Overall, though, including text, non-text, and synthetic data, Epoch estimates sufficient data to train AI models with computational capabilities 80,000 times greater than GPT-4.
04. Latency: Bigger means slower
The final constraint relates to the size of upcoming algorithms. The larger the algorithm, the longer data takes to traverse its artificial neuron networks. This could mean training new algorithms becomes impractically slow.
This is somewhat technical. In brief, Epoch examines potential future model sizes, the batch sizes of training data processed in parallel, and the time required to process data within and between AI data center servers. This enables estimating how long it takes to train a model of a given size.
Key Takeaway: Training AI models with current setups will eventually hit ceilings, but not for long.
Epoch estimates we could train AI models with computational capabilities 1 million times greater than GPT-4 using current practices.
05. Scaling up: 10,000x
We'll note that under each constraint, the possible size of AI models grows, meaning the upper limit for chips is higher than power, the limit for data is higher than chips, and so on.
But if we consider all constraints together, the model can only realistically achieve the first bottleneck it encounters.

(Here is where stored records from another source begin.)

PR #402, opened 2019-07-21
H3: body AsyncRead implementation

stammw:
I'm not sure about the RecvBodyReader::buf_{pop,push}() method names.

And about their implementation, I tried to limit the number of copies and allocations by storing the DataFrame(Bytes)'s buffer only. It makes read() returned size possibly very small compared to the passed buffer size. I'd like some feedback on this as I'm not sure about this choice.

The only example has been updated to exercise this new API.

### DIFF
--- a/quinn-h3/examples/h3.rs
+++ b/quinn-h3/examples/h3.rs
@@ -4,10 +4,10 @@ use std::path::PathBuf;
 use std::rc::Rc;
 use std::sync::Arc;
 use std::time::Instant;
-use std::{fmt, fs, io, mem};
+use std::{fmt, fs, io};
 
 use failure::{bail, format_err, Error, Fail, ResultExt};
-use futures::{try_ready, Future, Poll, Stream};
+use futures::{future::Either, Future, Stream};
 use http::{header::HeaderValue, method::Method, HeaderMap, Request, Response, StatusCode};
 use slog::{info, o, Drain, Logger};
 use structopt::{self, StructOpt};
@@ -17,10 +17,8 @@ use url::Url;
 use quinn::ConnectionDriver as QuicDriver;
 use quinn_h3::{
     self,
-    body::RecvBodyStream,
     client::Builder as ClientBuilder,
     connection::ConnectionDriver,
-    headers::DecodeHeaders,
     server::{Builder as ServerBuilder, IncomingRequest, RequestReady},
 };
 use quinn_proto::crypto::rustls::{Certificate, CertificateChain, PrivateKey};
@@ -204,9 +202,10 @@ fn handle_request(request: RequestReady) -> impl Future<Item = (), Error = Error
                 println!("server received trailers: {:?}", trailers);
             }
 
+            let body = "r".repeat(1024 * 800);
             let response = Response::builder()
                 .status(StatusCode::OK)
-                .body("response body")
+                .body(body.as_str())
                 .expect("failed to build response");
 
             let mut trailer = HeaderMap::with_capacity(2);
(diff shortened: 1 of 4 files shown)


quinn-h3/src/frame.rs
```diff
@@ -48,6 +48,7 @@ impl Decoder for FrameDecoder {
             Err(e) => Err(e)?,
             Ok(frame) => {
                 src.advance(pos);
+                self.expected = None;
```
djc: Oops, good catch!

quinn-h3/src/client.rs
```diff
@@ -318,4 +318,8 @@ impl RecvResponse {
     pub fn body_stream(self) -> RecvBodyStream {
         RecvBodyStream::new(self.recv, self.conn, self.stream_id)
     }
+
+    pub fn body_reader(self) -> RecvBodyReader {
```
djc: So can you give me some context on what the difference between `body_stream()` and `body_reader()` is? (Ideally, write the docstring for `body_reader()` -- and maybe also `body_stream()` so we have that documentation, which we're going to need anyway for this public API?)

quinn-h3/src/body.rs
```diff
@@ -221,3 +225,86 @@ impl Stream for RecvBodyStream {
...
+            recv,
+            conn,
+            stream_id,
+            trailers: None,
+            buf: None,
+        }
+    }
+
+    fn buf_pop(&mut self, buf: &mut [u8]) -> usize {
+        match self.buf {
```
djc: This looks like it could benefit from using `map_or()`, but maybe hold on that until I get my context straight and we figure out if `Option<Bytes>` is the best type for this data structure.

quinn-h3/examples/h3.rs
```diff
@@ -270,64 +269,32 @@ fn client(
...
-                    .map_err(|e| format_err!("send request: {}", e))
+                    let buf = Vec::with_capacity(1024 * 10); // 10K
+                    tokio_io::io::read_to_end(response.body_reader(), buf)
+                        .map_err(|e| format_err!("receive response failed: {}", e))
+                        .and_then(|(reader, data)| {
+                            println!("received body len = {}", data.len());
+                            if let Some(decode_trailers) = reader.trailers() {
+                                return Either::A(
+                                    decode_trailers
+                                        .map_err(|e| format_err!("decod trailers failed: {}", e))
```
djc: Typo.

quinn-h3/examples/h3.rs
```diff
@@ -270,64 +269,32 @@ fn client(
...
+                                        .and_then(|trailers| {
+                                            println!(
+                                                "received  trailers: {:?}",
```
djc: Extraneous space.

djc:
Sorry this took me a while to get to!

quinn-h3/src/client.rs
stammw: `RecvBodyReader` is an object that implements `AsyncRead`, whereas `RecvBodyStream` can only poll `HttpFrame::Data` by `HttpFrame::Data`. They are not implemented on the same struct because an `io::Read` implementation needs to have an intermediate buffer, in case the slice passed to `read()` is smaller than the received data frame. 

Maybe some code can be dedpuplicated between those two... actually.

stammw: And maybe `Recv` and `Reader` are redundant in the name.

quinn-h3/src/body.rs
stammw: Ah, missed that. 

`Option<Bytes>` is some only when the last polled payload hasn't been fully consumed (i.e the client buffer is smaller than the payload size). 

What I try to achieve here is to leverage the `Bytes::split_off()` behavior that only change a bunch of indexes from the original `Bytes` and refcounts the produced `Bytes` to keep data into a contiguous allocated buffer.

In the case where user's buffer is larger than the payload. `read()` will only pass this, and will not try to poll for another data frame. I thought it would maybe save some copies / allocations.

quinn-h3/src/client.rs
djc: So what is the use case for polling `HttpFrame::Data` by `HttpFrame::Data` vs the use case for `RecvBodyReader`? I do think `BodyReader` is probably a better name.

quinn-h3/src/body.rs
djc: It sounds to me like `buf_pop()` could actually just be called `read()`?

quinn-h3/src/client.rs
stammw: The intention is to offer a similar API to most `tokio`-aware libs. 

`BodyReader` is here to make it possible to use tokio convenience functions, as `tokio::io::read_to_end()` or `tokio::io::copy()`.

`RecvBodyStream` offers a `Stream` implementation on the data, and is the minimal copy-overhead API. Though it will probably change to be able to yield only parts of big `HttpFrame::Data` in the future.

quinn-h3/src/body.rs
stammw: Yeah, but as it would probably conflict with the `std::io::Read` impl, I'll rename it `buf_read()`. And maybe `buf_put()` would also be a better name for `buf_push()`.

stammw:
I believe everything has been addressed here?

I'd like to keep the public API documentation for later as changes may happen with future work.

Another [PR is ready](https://github.com/djc/quinn/tree/h3-streamed-body-server) to be opened behind this one.

PR #403, opened 2019-07-21
Azure badge + remove Travis config

djc:


djc:
Note that we're not currently running the ignored tests on Azure. See https://github.com/crate-ci/azure-pipelines/issues/41.

PR #405, opened 2019-07-22
Fix 0-RTT with non-default ciphersuite

Ralith:
Must only be merged after https://github.com/ctz/rustls/pull/274 is released, as otherwise 0-RTT cipher suites won't be available and 0-RTT capable clients will panic.

Fixes 0-RTT interop with quant.

### DIFF
--- a/quinn-proto/src/crypto/rustls.rs
+++ b/quinn-proto/src/crypto/rustls.rs
@@ -40,8 +40,17 @@ impl crypto::Session for TlsSession {
     }
 
     fn early_crypto(&self) -> Option<Self::Keys> {
-        self.get_early_secret()
-            .map(|secret| Crypto::new_0rtt(secret))
+        let secret = self.get_early_secret()?;
+        // If an early secret is known, TLS guarantees it's associated with a resumption
+        // ciphersuite,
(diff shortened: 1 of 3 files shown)


quinn-proto/src/crypto/rustls.rs
```diff
@@ -40,8 +40,15 @@ impl crypto::Session for TlsSession {
     }
 
     fn early_crypto(&self) -> Option<Self::Keys> {
-        self.get_early_secret()
-            .map(|secret| Crypto::new_0rtt(secret))
+        let secret = self.get_early_secret()?;
+        let suite = self.get_negotiated_ciphersuite().unwrap();
```
djc: Do we need this `unwrap()`? In what condition could it occur?

Ralith:
Success here should be implied by the successful acquisition of 0-RTT keys,
subject to the rustls bug getting fixed. I'll make that clearer.

quinn-proto/src/crypto/rustls.rs
Ralith: Explanatory comment added.

djc:
These are now included in #414, so we can close this.

PR #417, opened 2019-08-08
Opaque NewConnection struct

Ralith:
Based on discussion in gitter (see also https://github.com/djc/quinn/issues/207#issuecomment-518042632). I'm not sure how I feel about this. Forwards-compatibility is definitely nice. Panicing on drop without the driver having been taken is interesting, but I worry that it will convert harmless behavior into crashes, e.g. in the quinn-h3 client/server changes you can see where I had to carefully avoid that. Acquiring the components of a connection with one-time accessors also seems less obvious than destructuring them out of public fields, no matter how well-documented the accessors are.


Ralith:
Closing in favor of #421.

Issue #363, opened 2019-06-03
H3: Server early response


stammw:
The client should be able to detect a server response before having send all of the request body. As stated in [H3 - 4.1. HTTP Message Exchanges ](https://quicwg.org/base-drafts/draft-ietf-quic-http.html#request-response): 

> A server can send a complete response prior to the client sending an entire request if the response does not depend on any portion of the request that has not been sent and received. When this is true, a server MAY request that the client abort transmission of a request without error by triggering a QUIC STOP_SENDING frame with error code HTTP_EARLY_RESPONSE, sending a complete response, and cleanly closing its stream. Clients MUST NOT discard complete responses as a result of having their request terminated abruptly, though clients can always discard responses at their discretion for other reasons.

stammw:
I'll rewrite this with an access to send struct as soon as headers are decoded then.

stammw:
Closed via #470

Issue #357, opened 2019-05-29
H3: Streaming mode for sending body


stammw:
Implement a streaming API for sending a body, like [h2::SendStream](https://docs.rs/h2/0.1.20/h2/struct.SendStream.html).

PR #419, opened 2019-08-13
H3 streamed body server

stammw:
This PR makes it possible to use the `body.rs` reading API in server code. Reading a request body from the
server code has something particular compared to reading body from the client: it needs to cary a `SendStream`
to the next step. So response can be sent back.

I added a type parameter that receives this `SendStream`, so APIs can use the same implementation underneath,
while having a slightly different chain of steps:

```
Client:
RecvResponse.body_reader() -> BodyReader<()> -> DecodeHeader<()>

Server:
RequestReady.body_reader() -> BodyReader<SendStream> -> DecodeHeader<Sendstream>.into_sender() -> Sender.send(response)
```

I created a trait to extract this `SendStream` and turn it into a `Sender`:

```rust
impl IntoSender for RecvBodyStream<SendStream> {
    fn into_sender(self) -> Sender {
        Sender::new(self.conn, self.stream_id, self.inner)
    }
}
```

The `Sender` type provides a method chaining API to send the response:

```rust
sender
    .with_trailers(trailers)
    .send(response) // -> server::SendResponse Future
```

Concerning the API parts that involve `Future` implementation (`RecvBody` and `DecodeHeaders`), I made
different impl blocks for each type parameter values:

```
impl Future for DecodeHeaders<()> {
    type Item = Header;
    ...
}

impl Future for DecodeHeaders<SendStream> {
    type Item = (Header, Sender);
    ...
}
```

Notice `DecodeHeaders<SendStream>` resolves with a `Sender`.

The idea behind all that is also to offer a Type-level API usage inforcement. So compilation
ganrantees it'll work as expected.

This should be the last PR related to #356.

### DIFF
--- a/quinn-h3/src/body.rs
+++ b/quinn-h3/src/body.rs
@@ -157,14 +157,6 @@ impl ReadToEnd {
             state: RecvBodyState::Receiving(BytesMut::with_capacity(capacity)),
         }
     }
-
-    pub fn into_reader(self) -> BodyReader {
-        BodyReader::new(self.recv, self.conn, self.stream_id)
-    }
-
-    pub fn into_stream(self) -> RecvBodyStream {
-        RecvBodyStream::new(self.recv, self.conn, self.stream_id)
-    }
 }
 
 enum RecvBodyState {
--- a/quinn-h3/src/body.rs
+++ b/quinn-h3/src/body.rs
@@ -131,6 +131,14 @@ impl RecvBody {
 
         self
     }
+
+    pub fn into_reader(self) -> BodyReader {
+        BodyReader::new(self.recv, self.conn, self.stream_id)
+    }
+
+    pub fn into_stream(self) -> RecvBodyStream {
+        RecvBodyStream::new(self.recv, self.conn, self.stream_id)
+    }
 }
 
 const RECV_BODY_MAX_SIZE_DEFAULT: usize = 20 * 1024 * 1024; // 20 MB
--- a/quinn-h3/src/body.rs
+++ b/quinn-h3/src/body.rs
@@ -97,6 +97,34 @@ impl Future for SendBody {
     }
 }
 
+pub struct Receiver {
+    recv: FrameStream,
+    conn: ConnectionRef,
+    stream_id: StreamId,
+}
+
+impl Receiver {
+    pub(crate) fn new(recv: FrameStream, conn: ConnectionRef, stream_id: StreamId) -> Self {
+        Self {
+            conn,
+            stream_id,
+            recv,
+        }
+    }
+
+    pub fn into_future(self) -> RecvBody {
+        RecvBody::new(self.recv, self.conn, self.stream_id)
+    }
+
+    pub fn into_reader(self) -> BodyReader {
+        BodyReader::new(self.recv, self.conn, self.stream_id)
+    }
+
+    pub fn into_stream(self) -> RecvBodyStream {
+        RecvBodyStream::new(self.recv, self.conn, self.stream_id)
+    }
+}
+
 pub struct RecvBody {
     state: RecvBodyState,
     capacity: usize,
--- a/quinn-h3/src/body.rs
+++ b/quinn-h3/src/body.rs
@@ -144,7 +144,7 @@ enum RecvBodyState {
 }
 
 impl Future for RecvBody {
-    type Item = (Bytes, Option<HeaderMap>);
+    type Item = (Option<Bytes>, Option<HeaderMap>);
     type Error = crate::Error;
 
     fn poll(&mut self) -> Poll<Self::Item, Self::Error> {
@@ -172,7 +172,10 @@ impl Future for RecvBody {
                     }
                     None => {
                         let body = match mem::replace(&mut self.state, RecvBodyState::Finished) {
-                            RecvBodyState::Receiving(b) => b.into(),
+                            RecvBodyState::Receiving(b) => match b.len() {
+                                0 => None,
+                                _ => Some(b.into()),
+                            },
                             _ => unreachable!(),
                         };
                         return Ok(Async::Ready((body, None)));
@@ -183,7 +186,7 @@ impl Future for RecvBody {
                     let trailer = try_ready!(trailer.poll());
                     self.state = RecvBodyState::Finished;
                     return Ok(Async::Ready((
-                        try_take(&mut self.body, "body absent")?,
+                        Some(try_take(&mut self.body, "body absent")?),
                         Some(trailer.into_fields()),
                     )));
                 }
--- a/quinn-h3/src/body.rs
+++ b/quinn-h3/src/body.rs
@@ -99,6 +99,7 @@ impl Future for SendBody {
 
 pub struct RecvBody {
     state: RecvBodyState,
+    capacity: usize,
     max_size: usize,
     body: Option<Bytes>,
     recv: FrameStream,
@@ -107,29 +108,36 @@ pub struct RecvBody {
 }
 
 impl RecvBody {
-    pub(crate) fn with_capacity(
-        recv: FrameStream,
-        capacity: usize,
-        max_size: usize,
-        conn: ConnectionRef,
-        stream_id: StreamId,
-    ) -> Self {
-        if capacity < 1 {
-            panic!("capacity cannot be 0");
-        }
-
+    pub(crate) fn new(recv: FrameStream, conn: ConnectionRef, stream_id: StreamId) -> Self {
         Self {
-            max_size,
             conn,
             stream_id,
-            state: RecvBodyState::Receiving(BytesMut::with_capacity(capacity)),
-            body: None,
             recv,
+            body: None,
+            max_size: RECV_BODY_MAX_SIZE_DEFAULT,
+            capacity: RECV_BODY_CAPACITY_DEFAULT,
+            state: RecvBodyState::Initial,
         }
+    }
+
+    pub fn with_capacity(mut self, capacity: usize, max_size: usize) -> Self {
+        match &self.state {
+            RecvBodyState::Initial => (),
+            _ => panic!("cannot change capacity once polled"),
+        }
+
+        self.max_size = max_size;
+        self.capacity = capacity;
+
+        self
     }
 }
 
+const RECV_BODY_MAX_SIZE_DEFAULT: usize = 20 * 1024 * 1024; // 20 MB
+const RECV_BODY_CAPACITY_DEFAULT: usize = 1024 * 1024;
+
 enum RecvBodyState {
+    Initial,
     Receiving(BytesMut),
     Decoding(DecodeHeaders),
     Finished,
@@ -142,6 +150,9 @@ impl Future for RecvBody {
     fn poll(&mut self) -> Poll<Self::Item, Self::Error> {
         loop {
             match self.state {
+                RecvBodyState::Initial => {
+                    self.state = RecvBodyState::Receiving(BytesMut::with_capacity(self.capacity))
+                }
                 RecvBodyState::Receiving(ref mut body) => match try_ready!(self.recv.poll()) {
                     Some(HttpFrame::Data(d)) => {
                         if d.payload.len() + body.len() >= self.max_size {
--- a/quinn-h3/src/body.rs
+++ b/quinn-h3/src/body.rs
@@ -1,8 +1,7 @@
 use std::{
-    cmp,
+    cmp, fmt,
     io::{self, ErrorKind},
     mem,
-    fmt,
 };
 
 use bytes::{Bytes, BytesMut};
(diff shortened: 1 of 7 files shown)


Ralith:
It should be possible for a server to send a response before the request body has been fully read. For example, you could imagine a request that translates incoming data and writes it back out with only a fixed-size buffer, or even an unbounded exchange of framed messages within a single ordered bidirectional stream. Does this API permit that?

stammw:
I guess so. 

`BodyReader<SendStream>` also implements `IntoSender`. One user implementation could choose to stop the reading, pass a flag that would trigger a different reponse than if the body was entirely read. Trailers wouldn't be available though, but I don't think this is something that `h3` permits.

Same principle for `RecvBodyStream<SendStream>`.

I'd like to write one examples for each case but it would mean to copy / paste all the setup code. And I didn't figure out how to have helpers common to all examples.

Or maybe I should take the courage to exercise all this in unit tests.

Nevertheless, there is an issue for early response: #363.

Ralith:
> `BodyReader<SendStream>` also implements `IntoSender`

Unless I'm confused, that makes it impossible to begin responding while still reading the body concurrently, which breaks both example use-cases I outlined.

stammw:
Oh, I totally missed that point. This is not what I understood from the spec at least. 

Did you read about this streaming behavior in the draft, or in slack discussion?

I've read https://quicwg.org/base-drafts/draft-ietf-quic-http.html#http-request-lifecycle again and it seems to me that server response start always means the request body is not of interest anymore. As long as it's not a CONNECT method.

The current code will drop RecvStream on response start. Which will result in an error on the client body writing side. I guess I will need to issue a STOP_SENDING on this event.

Ralith:
Maybe I'm missing something, but my reading is that the only requirement is that the client must not discard a response simply because its request was not read in full; I see absolutely no requirement that the server must not respond until the request has been either deemed irrelevant or fully read. That's an application-level concern, so it would be a strange thing to specify.

stammw:
I rewrote everything from master. 

Now, each future resolving to an entry point for receiving a body returns a type that lets the user choose how he wants to treat the body:

```rust
impl Future for SendRequest {
    type Item = (Response<()>, Receiver);
    ...
}
```

and 

```rust
impl Future for RecvRequest {
    type Item = (Request<()>, Receiver, Sender);
    ...
```

Then body can be read in three fashions: 

```rust

impl Receiver {
    pub fn into_future(self) -> RecvBody; // All at once
    pub fn into_reader(self) -> BodyReader; // AsyncRead implementation
    pub fn into_stream(self) -> RecvBodyStream; // futures::Stream implementation (the most "performant")
}
```

Sending response is now totally independent from receiving the body.

Ralith:
That sounds good; thanks for refactoring things! I'll try to take a closer look tonight.

quinn-h3/src/client.rs
```diff
@@ -173,10 +173,24 @@ impl SendRequest {
...
     }
+
+    fn build_response(header: Header) -> Result<Response<()>, Error> {
+        let (status, headers) = header.into_response_parts()?;
+        let mut response = Response::builder();
+        response.status(status);
+        response.version(http::version::Version::HTTP_3);
+        *response
+            .headers_mut()
+            .ok_or_else(|| Error::peer("invalid response"))? = headers;
```
Ralith: When can this error arise?

quinn-h3/src/server.rs
```diff
@@ -154,10 +153,26 @@ impl RecvRequest {
...
+
+    fn build_request(headers: Header) -> Result<Request<()>, Error> {
+        let (method, uri, headers) = headers.into_request_parts()?;
+        let mut request = Request::builder();
+        request.method(method);
+        request.uri(uri);
+        request.version(http::version::Version::HTTP_3);
+        match request.headers_mut() {
+            Some(h) => *h = headers,
+            None => return Err(Error::peer("invalid header")),
```
Ralith: When can this error arise?

stammw:
> would it make sense to place the futures in the generic of those values

Yes, this is what I intended a couple of month ago, but figured out it was not that ergonomic having to call `.into_parts()`. I guess I should try to use those type parameters now that I can see more clearly.

quinn-h3/src/body.rs
```diff
@@ -107,41 +136,59 @@ pub struct RecvBody {
...
+        self
+    }
+
+    pub fn into_reader(self) -> BodyReader {
+        BodyReader::new(self.recv, self.conn, self.stream_id)
+    }
+
+    pub fn into_stream(self) -> RecvBodyStream {
+        RecvBodyStream::new(self.recv, self.conn, self.stream_id)
     }
```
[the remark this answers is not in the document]
stammw: There is no need for these. I missed removing them when writing `Receiver`.

quinn-h3/src/body.rs
```diff
@@ -97,8 +97,37 @@ impl Future for SendBody {
...
+impl Receiver {
+    pub(crate) fn new(recv: FrameStream, conn: ConnectionRef, stream_id: StreamId) -> Self {
+        Self {
+            conn,
+            stream_id,
+            recv,
+        }
+    }
+
+    pub fn into_future(self) -> RecvBody {
```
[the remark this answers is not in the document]
stammw: Yes it's a lot clearer. I also renamed `RecvBody` to `ReadToEnd`, and reused the name for reaming `Receiver` to `RecvBody`.  I think the naming is more natural that way, especially with `Request<RecvBody>` changes.

quinn-h3/src/body.rs
```diff
@@ -107,41 +136,59 @@ pub struct RecvBody {
...
-    type Item = (Bytes, Option<HeaderMap>);
+    type Item = (Option<Bytes>, Option<HeaderMap>);
     type Error = crate::Error;
 
     fn poll(&mut self) -> Poll<Self::Item, Self::Error> {
         loop {
             match self.state {
+                RecvBodyState::Initial => {
+                    self.state = RecvBodyState::Receiving(BytesMut::with_capacity(self.capacity))
+                }
```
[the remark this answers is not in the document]
stammw: There is no benefit at all. I forgot to remove that when writing `Receiver`. I changed the implementation to ask for those param when the user call `RecvBody::read_to_end()`. Similarly to `quinn::stream::ReadToEnd`.

quinn-h3/src/client.rs
stammw: The [doc](https://docs.rs/http/0.1.18/http/request/struct.Builder.html#method.headers_mut) isn't clear about that, so I preferred not to `panic!` and didn't bother to write a more specific error.

I guess the error cases are: invalid method or uri.  These values are received from the server.

quinn-h3/src/server.rs
stammw: The [doc](https://docs.rs/http/0.1.18/http/request/struct.Builder.html#method.headers_mut) isn't clear about that, so I preferred not to `panic!`, and didn't bother to write a more specific error.

I guess the error could be triggered by an invalid status code (which is still transferred in ascii).  These values are received from the client.

stammw:
I got this rewritten to use `Response<RecvBody>` and `Request<RecvBody>`. It was totally straightforward. This makes me think it's a fairly good API design solution after all.

My problems doing like this surely came from the fact I didn't identified the `RecvBody` struct (former `Receiver`). Another good thing is that I'll maybe achieve some kind of symmetry for the streaming-send API for #357.

Next step will be to implement a partial `HttpFrame::Data` decoding, in case the peer sends large ones.

quinn-h3/src/server.rs
stammw: Maybe I should use ok_or_else though.

stammw:
Thanks for the review!

quinn-h3/src/client.rs
Ralith: When you call `headers_mut` you haven't yet passed in the headers, so they can't possibly be the cause of an error.

stammw: You're right, this API is not meant to be used this way. I got both functions rewritten. They now emit the error on `.body()` call (the builder end), and then set headers in the real instance. Thanks for catching this.

quinn-h3/src/client.rs
```diff
@@ -173,10 +173,30 @@ impl SendRequest {
...
+            .status(status)
+            .version(http::version::Version::HTTP_3)
+            .body(RecvBody::new(
+                try_take(&mut self.recv, "recv is none")?,
+                self.conn.clone(),
+                try_take(&mut self.stream_id, "stream is none")?,
+            ));
+
+        match response {
+            Err(e) => Err(Error::Peer(format!("invalid response: {:?}", e))),
```
Ralith: I'm still not clear on when this can possibly occur. `status` is already a `StatusCode` so parsing that won't fail, setting the HTTP version and body should be infallible, and the headers still aren't being checked.

stammw: All header fields are checked: they are stored in `http` crate types at the time of decoding, every headers pass through [this validation](https://github.com/djc/quinn/blob/h3-streamed-body-server/quinn-h3/src/proto/headers.rs#L168), `http::HeaderName` and `http::HeaderValue` being the implementation I rely on for non-special fields. 

As this is the case for all other members of `Header`, I guess `.unwrap()`ing the `Request` and `Response` builders is not dangerous at all (only if the `quinn_h3::proto::headers` module do not change).

I just amended my last commit.

stammw: `quinn_h3::proto::header::Field` has some minor problems tha I'mgoing to fix by the way.

Ralith: To be clear, by "not being checked" I meant by the calls made in this function, i.e. anything that could possibly have caused that error state to arise. Seems like that's been addressed.

stammw:
@Ralith Is everything OK for merging then? I'd like to keep the "response before reading headers" feature for #363.

@djc You might want to have a look on this as well? (In case you missed that, I don't want to rush anything)

djc:
I would like to, will prioritize it.

quinn-h3/src/body.rs
```diff
@@ -107,29 +108,44 @@ pub struct RecvBody {
...
+            state: RecvBodyState::Initial,
         }
     }
+
+    pub fn with_capacity(
+        mut self,
+        capacity: usize,
+        max_size: usize,
+    ) -> Self {
+        match &self.state {
```
djc: Since we don't need the actual value of `self.state` here, this would be more idiomatic (and slightly more compact) as an `if let RecvBodyState::Initial =`  block.

quinn-h3/src/client.rs
```diff
@@ -306,11 +306,7 @@ impl RecvResponse {
     }
 
     pub fn body(self) -> RecvBody {
-        RecvBody::new(
-            self.recv,
-            self.conn.clone(),
-            self.stream_id,
-        )
+        RecvBody::new(self.recv, self.conn.clone(), self.stream_id)
```
djc: Some of the changes in this commit seem unrelated and due to reformatting, could you please isolate them in a separate commit?

quinn-h3/src/server.rs
```diff
@@ -160,17 +160,14 @@ impl RecvRequest {
...
-
-        Ok(request
+        let mut request = Request::builder()
+            .method(method)
+            .uri(uri)
+            .version(http::version::Version::HTTP_3)
             .body(RecvBody::new(recv, self.conn.clone(), self.stream_id))
-            .map_err(|e| Error::Peer(format!("invalid request: {:?}", e)))?)
+            .unwrap();
+        *request.headers_mut() = headers;
```
djc: Should `Request::builder()` also have a way to set the `headers`?

quinn-h3/src/proto/frame.rs
```diff
@@ -48,7 +49,11 @@ impl HttpFrame {
         let len = buf.get_var()?;
 
         if buf.remaining() < len as usize {
-            return Err(Error::Incomplete(2 + len as usize));
+            if ty == Type::DATA {
+                return Err(Error::IncompleteData);
```
djc: Maybe consider hoisting `return Err()` out of the `if` here?

quinn-h3/src/body.rs
stammw: This has been removed in a later commit.

djc: Ah, never mind then!

quinn-h3/src/server.rs
stammw: `Request::Builder` has .header()

djc: Makes sense!

quinn-h3/src/client.rs
stammw: Done in the previous commit.

quinn-h3/src/proto/frame.rs
stammw: Done.

stammw:
Good to see you appreciate it ! Thanks for the review, hope you will eventually get more time :)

In this case, the bottleneck is power. Even so, substantial expansion is technically feasible.
“Taken together, these AI bottlenecks imply that training runs up to 2e29 FLOPs are feasible by the end of the decade,” Epoch believes.
This would represent roughly a 10,000x expansion relative to current models, suggesting historical expansion trends could continue uninterrupted until 2030.
While all this suggests continued expansion is technically feasible, it also makes a fundamental assumption: AI investments will grow as needed to fund expansion, and expansion will continue yielding impressive, and importantly, useful advances.
Currently, every indication is that tech companies will continue pouring historic sums of cash into AI. AI-fueled spending on new equipment, real estate, and more has jumped to levels unseen in years.
“When you're going through a curve like this, the risk of underinvesting is much greater than the risk of overinvesting,” Alphabet CEO Sundar Pichai said on the company's last earnings call.
But spending needs to grow further still. Anthropic CEO Dario Amodei estimates that today's trained models could cost up to $1 billion, with next year's models potentially costing close to $10 billion, and each subsequent model potentially costing $100 billion over the following few years.
It's a dizzying figure, but one corporations may be willing to pay. Microsoft, for instance, is reportedly pouring so much money into its Stargate AI supercomputer project, a collaboration with OpenAI set to launch in 2028.
It goes without saying that the willingness to invest tens or hundreds of billions of dollars is not guaranteed. After all, this figure surpasses many countries' GDPs and a significant portion of tech giants' current annual revenues. As the AI shine wears off, continued AI growth may become a case of “what have you done for me lately?”
Investors are already examining the bottom line. Today, investment amounts pale in comparison to the returns. To justify increasing investments, companies must demonstrate continually scaling up to produce more powerful AI models.
This means upcoming models face mounting pressure to go beyond incremental improvements. If returns decline, or if enough people refuse to pay for AI products, that could change.
Moreover, some critics argue that large language and multimodal models may just be an expensive dead end. And there's always the possibility of breakthroughs, like this round, suggesting we can accomplish more with less. Our brains keep learning with the energy of a lightbulb, without the massive data volumes of the internet.
Epoch argues that even so, if current methods “can automate a substantial fraction of economic tasks,” their economic returns could justify the expense, potentially reaching trillions of dollars. Many in the industry are willing to bet on it. But whether they're right remains to be seen.